WORK TO BE COMPLETED: Provide the number of lines in the entries below containing "bind", with no further words.

WORKING DATA:

PR #1212, opened 2017-01-11
[REEF-1696] Added a step-by-step guide for building REEF .NET on Windows using command prompt

shouhengyi-microsoft:


tcNickolas:
The change looks good to me. However, when I try to merge it, I get git error

    fatal: empty ident name (for <shouyi@desktop-qpt8urd.redmond.corp.microsoft.com>) not allowed
    Could not commit staged changes.

Looks like git can't get your identity from your commit information. Did you perform the `git config` steps from https://cwiki.apache.org/confluence/display/REEF/Contributing ?

tcNickolas:
I checked commit history in your pull request, and indeed the first two commits don't have an author. I think you should try to rebase your branch with the latest master and squash all four commits in this branch into one. If you get the same error, you can try to fix author info for the problematic commits, something like http://stackoverflow.com/questions/3042437/change-commit-author-at-one-specific-commit

If that doesn't work, you can create a new branch and copy the change there, and send a new pull request with proper author info - this might be faster than amending commits history :-)

PR #1224, opened 2017-01-12
[REEF-1710] Create a unit test that checks the YARN Unmanaged AM mode

motus:
This unit test exposes the YARN bug [YARN-273](https://issues.apache.org/jira/browse/YARN-273) _(Add an unmanaged AM client for in-process AMs)_.

We don't run this unit test by default (e.g. on our CI servers), but we need it to check whether the YARN functionality has been fixed. I also use that code to communicate with the Hadoop team, hence no dependencies on REEF codebase.

JIRA: [REEF-1710](https://issues.apache.org/jira/browse/REEF-1710)

### DIFF
--- a/lang/java/reef-runtime-yarn/src/test/java/org/apache/reef/runtime/yarn/driver/unmanaged/UnmanagedAmTest.java
+++ b/lang/java/reef-runtime-yarn/src/test/java/org/apache/reef/runtime/yarn/driver/unmanaged/UnmanagedAmTest.java
@@ -45,6 +45,7 @@ import org.apache.hadoop.yarn.exceptions.YarnException;
 import org.apache.hadoop.yarn.security.AMRMTokenIdentifier;
 import org.apache.hadoop.yarn.util.Records;
 import org.junit.Assert;
+import org.junit.Assume;
 import org.junit.Test;
 
 import java.io.IOException;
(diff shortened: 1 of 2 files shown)


tcNickolas:
The description of the change says the new test is not executed in our test suite, but Travis CI reports that it was executed (https://travis-ci.org/apache/reef/jobs/191183946, look for `UnmanagedAmTest`). Which one is correct?

motus:
@tcNickolas both are right :smile: By default, when the `$REEF_TEST_YARN` environment variable is not set, the test always succeeds, and this is what you see on Travis. In order to actually run the test (and make it fail), you need to set this variable to `true`. This way, we still pass all the CI tests, but have a way to check whether Hadoop has fixed the feature that we will eventually need for the Unmanaged AM.

tcNickolas:
In this case I think it's better to use `Assume.assumeTrue(isYarn);`, so that if the environment is not Yarn (and the test is effectively useless), the test is marked not as succeeded but as skipped.

motus:
@tcNickolas very good point! I've added a call to `Assume.assumeTrue()`. Thanks for reviewing!

tcNickolas:
I've verified that the test is skipped on local runtime:

    Running org.apache.reef.runtime.yarn.driver.unmanaged.UnmanagedAmTest
    Tests run: 1, Failures: 0, Errors: 0, Skipped: 1, Time elapsed: 0.049 sec - in org.apache.reef.runtime.yarn.driver.unmanaged.UnmanagedAmTest

Will test and merge

PR #1225, opened 2017-01-12
[REEF-1711] Better toString() and logging in Wake components

motus:
Implement better `.toString()` method in the `RemoteManager` and `HandlerContainer` classes

JIRA: [REEF-1711](https://issues.apache.org/jira/browse/REEF-1711)

Closes PR #

### DIFF
--- a/lang/java/reef-wake/wake/src/main/java/org/apache/reef/wake/remote/impl/HandlerContainer.java
+++ b/lang/java/reef-wake/wake/src/main/java/org/apache/reef/wake/remote/impl/HandlerContainer.java
@@ -56,8 +56,13 @@ final class HandlerContainer<T> implements EventHandler<RemoteEvent<byte[]>> {
     this.name = name;
     this.codec = codec;
 
-    LOG.log(Level.FINER, "Instantiated HandlerContainer {0} with codec {1}",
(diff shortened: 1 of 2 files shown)


lang/java/reef-wake/wake/src/main/java/org/apache/reef/wake/remote/impl/HandlerContainer.java
```diff
@@ -56,8 +56,13 @@
     this.name = name;
     this.codec = codec;
 
-    LOG.log(Level.FINER, "Instantiated HandlerContainer {0} with codec {1}",
-        new String[] {this.name, this.codec.getClass().getCanonicalName()});
+    LOG.log(Level.FINER, "Instantiated {0}", this.toString());
```
yunseong: nit: if we pass `this` as an argument, Logger.log() does not invoke `toString()` otherwise the log level is configured lower than `FINER`.

motus: Yes, please go ahead and remove the explicit `.toString()` call. Thanks for reviewing!

PR #1226, opened 2017-01-13
[REEF-1696] Added a step-by-step guide for building REEF .NET on Windows using command prompt

EstusDev:


tcNickolas:
I'm assuming this is new instance of #1212 ? This change looks better, the authorship information is correct.

I've just noticed that step 5 of new instructions recommends to use Maven to build REEF.NET. We use Maven to build Java and msbuild to build .NET (which internally calls Maven but user doesn't need to). Please fix this

lang/cs/BUILD.md
```diff
@@ -57,3 +57,30 @@ can't be reproduced locally.
...
+    * Update the Environment Variable `Path` by adding `%M2%` and `%M2_HOME%`
+
+3. Install Protocol Buffer 2.5. Add its path as an Environment Variable
+    * Go [here](https://github.com/google/protobuf/releases/tag/v2.5.0) to download protoc-2.5.0-win32.zip
+    * Unzip it and place it to your desired location. Make sure that protoc.exe is in that folder
+    * Update the Environment Variable `Path` by adding the unzip location, like C:\protobuf-2.5.0\src\protoc-2.5.0-win32
+
+4. Git clone the repo to your local machine: `git clone git@github.com:apache/reef.git`
+
+5. To build REEF.NET from command line, execute: `msbuild .\lang\cs\Org.Apache.REEF.sln`. If using Maven directly: `mvn clean install`
```
tcNickolas: Please remove the "If using Maven directly" part from build instructions. One can't use Maven to build REEF.NET code, Maven is only used to build Java code, so using `mvn clean install` will not produce any .NET binaries. Let's not confuse the future reader by mixing together build instructions from different languages.

tcNickolas:
A small note for future: we have a template for commit messages to use at https://cwiki.apache.org/confluence/display/REEF/Contributing. We agreed to make all commit messages uniform, so following the template in the commit from which you create the pull request makes things easier for the reviewer :-) No need to fix this in this pull request, I'll edit the commit message during the merge.

PR #1227, opened 2017-01-13
[REEF-1712] Make JobSubmissionHandler return the Application ID

motus:
Add `.getApplicationId()` method to `JobSubmissionHandler` interface and all its implementations.

JIRA: [REEF-1712](https://issues.apache.org/jira/browse/REEF-1712)

Closes PR #

### DIFF
--- a/lang/java/reef-runtime-hdinsight/src/main/java/org/apache/reef/runtime/hdinsight/client/HDInsightJobSubmissionHandler.java
+++ b/lang/java/reef-runtime-hdinsight/src/main/java/org/apache/reef/runtime/hdinsight/client/HDInsightJobSubmissionHandler.java
@@ -57,7 +57,7 @@ public final class HDInsightJobSubmissionHandler implements JobSubmissionHandler
   private final ClasspathProvider classpath;
   private final DriverConfigurationProvider driverConfigurationProvider;
 
-  private String applicationId = null;
+  private String applicationId;
 
   @Inject
   HDInsightJobSubmissionHandler(final AzureUploader uploader,
--- a/lang/java/reef-runtime-hdinsight/src/main/java/org/apache/reef/runtime/hdinsight/client/HDInsightJobSubmissionHandler.java
+++ b/lang/java/reef-runtime-hdinsight/src/main/java/org/apache/reef/runtime/hdinsight/client/HDInsightJobSubmissionHandler.java
@@ -57,6 +57,8 @@ public final class HDInsightJobSubmissionHandler implements JobSubmissionHandler
   private final ClasspathProvider classpath;
   private final DriverConfigurationProvider driverConfigurationProvider;
 
+  private String applicationId = null;
+
   @Inject
   HDInsightJobSubmissionHandler(final AzureUploader uploader,
                                 final JobJarMaker jobJarMaker,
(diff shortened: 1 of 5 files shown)


lang/java/reef-runtime-hdinsight/src/main/java/org/apache/reef/runtime/hdinsight/client/HDInsightJobSubmissionHandler.java
```diff
@@ -57,6 +57,8 @@
   private final ClasspathProvider classpath;
   private final DriverConfigurationProvider driverConfigurationProvider;
 
+  private String applicationId = null;
```
tcNickolas: Field initialization to `null` is redundant (in other files also)

lang/java/reef-runtime-local/src/main/java/org/apache/reef/runtime/local/client/LocalJobSubmissionHandler.java
```diff
@@ -108,10 +110,22 @@ public void onNext(final JobSubmissionEvent t) {
         this.configurationSerializer.toFile(driverConfiguration,
             new File(driverFolder, this.fileNames.getDriverConfigurationPath()));
         this.driverLauncher.launch(driverFolder);
+        this.applicationId = t.getIdentifier();
```
tcNickolas: Why did you add a variable `appId` to hold application id in `HDInsightJobSubmissionHandler.java` but not in this file or in Mesos one?

lang/java/reef-runtime-yarn/src/main/java/org/apache/reef/runtime/yarn/client/YarnJobSubmissionHandler.java
```diff
@@ -94,7 +96,9 @@ public void close() {
   @Override
   public void onNext(final JobSubmissionEvent jobSubmissionEvent) {
 
-    LOG.log(Level.FINEST, "Submitting job with ID [{0}]", jobSubmissionEvent.getIdentifier());
+    final String id = jobSubmissionEvent.getIdentifier();
+    LOG.log(Level.FINEST, "Submitting{0} job: {1}",
```
tcNickolas: Just want to make sure that the switch from logging only id to logging full information about job submission is intentional

lang/java/reef-runtime-hdinsight/src/main/java/org/apache/reef/runtime/hdinsight/client/HDInsightJobSubmissionHandler.java
motus: fixed

lang/java/reef-runtime-local/src/main/java/org/apache/reef/runtime/local/client/LocalJobSubmissionHandler.java
motus: in `HDInsightJobSubmissionHandler`, variable `appId` is a shortcut for the chain call `this.hdInsightInstance.getApplicationID().getApplicationId()` that we would otherwise invoke multiple times; still, we do not want to assign that value to `this.applicationId` until we are sure we've successfully submitted the application. There is no need for such variable in Mesos and other handlers.

lang/java/reef-runtime-yarn/src/main/java/org/apache/reef/runtime/yarn/client/YarnJobSubmissionHandler.java
motus: yes, it does log some extra information. I can show you the exact log line it produces later when I have access to the YARN cluster.

PR #1230, opened 2017-01-18
[REEF-1713] Make REEF.submit() return the ID of the newly submitted application

motus:
We need this for the Unmanaged AM functionality. It is a backward-compatible API change that will not break any old client code.

We also add some extra logging and cleanup in the `REEF.close()` call.

JIRA: [REEF-1713](https://issues.apache.org/jira/browse/REEF-1713)

Closes #

### DIFF
--- a/lang/java/reef-common/src/main/java/org/apache/reef/client/REEF.java
+++ b/lang/java/reef-common/src/main/java/org/apache/reef/client/REEF.java
@@ -49,7 +49,8 @@ public interface REEF extends AutoCloseable {
    * The Configuration needs to bind the Driver interface to an actual
    * implementation of that interface for the job at hand.
    *
-   * @param driverConf The driver configuration: including everything it needs to execute.  @see DriverConfiguration
+   * @param driverConf The driver configuration: including everything it needs to execute. @see DriverConfiguration
+   * @return ID of the submitted application.
    */
-  void submit(final Configuration driverConf);
+  String submit(final Configuration driverConf);
 }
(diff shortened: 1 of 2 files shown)


jwang98052:
LGTM. I will test and merge it.

jwang98052:
Do you have test case for it?

motus:
@jwang98052 I am not sure how to test such functionality. An application ID is assigned by an external component (e.g. a YARN RM), and can be an arbitrary string. There is no way for us to know the value before we receive it from the RM, so there's nothing we can compare it to. The only thing I can check in the unit test is whether the application ID is null or an empty string, but I am not sure it's a meaningful test.

markusweimer:
I don't like this. It adds a synchronous step to the job submission. Those apps that need to know can instead bind a handler to `ClientConfiguration.ON_JOB_RUNNING`. Or am I missing something?

jwang98052:
It is true when we get ApplicationId,, neither means the submit is successful, nor means driver is started. What we did for .Net is to waiting for DriverUrl to be written. The DirverUrl is written in Java.

markusweimer:
Maybe we need a new event in the Java client? For example `ON_JOB_SUBMITTED`?

motus:
@markusweimer I guess it depends on the runtime. In YARN, we obtain application ID in a synchronous way, before we even submit the application. Although in general, I agree that returning a value from  `.submit()` is a bit against the spirit of our asynchronous API. I think I'll close this PR for now and issue another (or reopen this one) when I have a better solution.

SOLVED PROBLEM: 2